醫生走出來,溫阮猛地站起來,衝上去:“醫生,他怎麽樣?”
醫生摘下口罩:“手術很成功,傷者已經脫離危險。不過失血過多,需要好好休養。”
溫阮腿一軟,差點跪下。蘇晚連忙扶住她。
“沒事了,他沒事了。”蘇晚輕聲安慰。
溫阮點點頭,眼淚終於掉了下來。
沈辭被推出來時,臉色蒼白得像紙。溫阮撲過去,握著他的手,一句話都說不出來。
沈辭虛弱地睜開眼,看到她,嘴角扯出一個笑。
“沒事……別哭……”
溫阮的眼淚流得更凶了:“你傻不傻?為什麽要衝上來?”
沈辭看著她,眼中滿是溫柔:“因為是你……所以必須衝。”
溫阮愣住,心跳漏了一拍。
蘇晚和陸沉淵對視一眼,悄悄退了出去,把空間留給他們。
病房裏,溫阮握著沈辭的手,久久沒有說話。
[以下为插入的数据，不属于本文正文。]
PR #1657, opened 2024-03-05
fix: PB-5878 - Handle freeze/thaw for case with two VMs with same nam…

vsundarraj-px:
Handle freeze/thaw for case with two VMs with same nam

**What type of PR is this?**
bug
>feature
>improvement
>cleanup
>api-change
>design
>documentation
>failing-test
>unit-test
>integration-test

Fixes Bug PB-5878 where autoExecRules fail if there are more than one vm with same name but different namespace

no

```release-note
Issue: execRules fails to run if there are two VMs with same name during backup
User Impact: px-backup will fail.
Resolution: Fix 

```

release-24.1.0

### DIFF
--- a/pkg/resourcecollector/virtualmachine.go
+++ b/pkg/resourcecollector/virtualmachine.go
@@ -1,6 +1,7 @@
 package resourcecollector
 
 import (
+	"context"
 	"fmt"
 	"strings"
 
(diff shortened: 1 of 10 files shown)


siva-portworx (approved):
LGTM

pkg/resourcecollector/virtualmachine.go
```diff
@@ -25,7 +26,8 @@ const (
 	//VMUnFreezeCmd is the template for VM unfreeze command
 	VMUnFreezeCmd = "/usr/bin/virt-freezer --unfreeze --name %s --namespace %s"
 	// VMContainerName is the name of the container to use for freeze/thaw
-	VMContainerName = "compute"
+	VMContainerName             = "compute"
+	VMPodSelectorCreatedByLabel = "kubevirt.io/created-by"
```
prashanthpx, line 30: Would this label be unique for VM created across different ns?

vsundarraj-px: yes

過了很久,她才開口。
“沈辭,你聽著。”她的聲音很輕,卻很認真,“以後不準你再這樣。你要是敢死,我就……我就……”
她說不出“我就怎麽樣”,隻是眼淚又掉了下來。
沈辭輕輕握緊她的手:“好,我答應你。”
溫阮看著他,忽然俯下身,在他額頭上輕輕印下一個吻。
沈辭愣住了。這是他認識溫阮以來,她第一次主動親近他。
“溫阮……”他喃喃道。
溫阮直起身,臉微微發紅,卻故作鎮定:“別多想,這是獎勵你的。以後好好養傷。”
沈辭看著她,嘴角的笑意藏都藏不住。
窗外,天快亮了。
天亮時,陸沉淵的人查到了結果。
“是蘇柔雇的人。”他把資料遞給蘇晚,“她通過中間人聯係的,付了二十萬。”
蘇晚看著資料,手指漸漸收緊。紙張被她攥得皺成一團。
“蘇柔……”她咬著牙,眼中迸出從未有過的怒火。
陸沉淵按住她的手:“別衝動。她有陸明遠撐腰,你直接去找她,正中他們下懷。”
蘇晚深吸一口氣,強迫自己冷靜下來。
“你說得對。”她放下資料,“不能直接動手,要讓她付出代價。”
陸沉淵點頭:“我已經讓人去查蘇柔的底細。她這種人,不可能沒有把柄。”
果然,不到半天,沈辭的手下就查到了重要線索。
“蘇柔最近在夜店揮霍,欠了一大筆高利貸。”陸沉淵說,“債主正在找她,她東躲西藏,不敢回家。”
蘇晚眼睛一亮:“高利貸?”
“對,利滾利,已經欠了三百多萬。”陸沉淵看著她,“你想怎麽做?”
蘇晚冷笑:“她不是喜歡找人教訓別人嗎?讓她也嚐嚐被追債的滋味。”
當天下午,蘇晚讓人放出訊息:蘇柔欠下巨債,債主正在四處找她,誰有她的下落,重重有賞。
訊息一出,蘇柔的噩夢開始了。
她躲在家裏不敢出門,債主卻找到了家門口。蘇振海氣得差點暈過去,指著她的鼻子罵:“你這個逆女!我養你這麽大,你就給我惹這種禍?!”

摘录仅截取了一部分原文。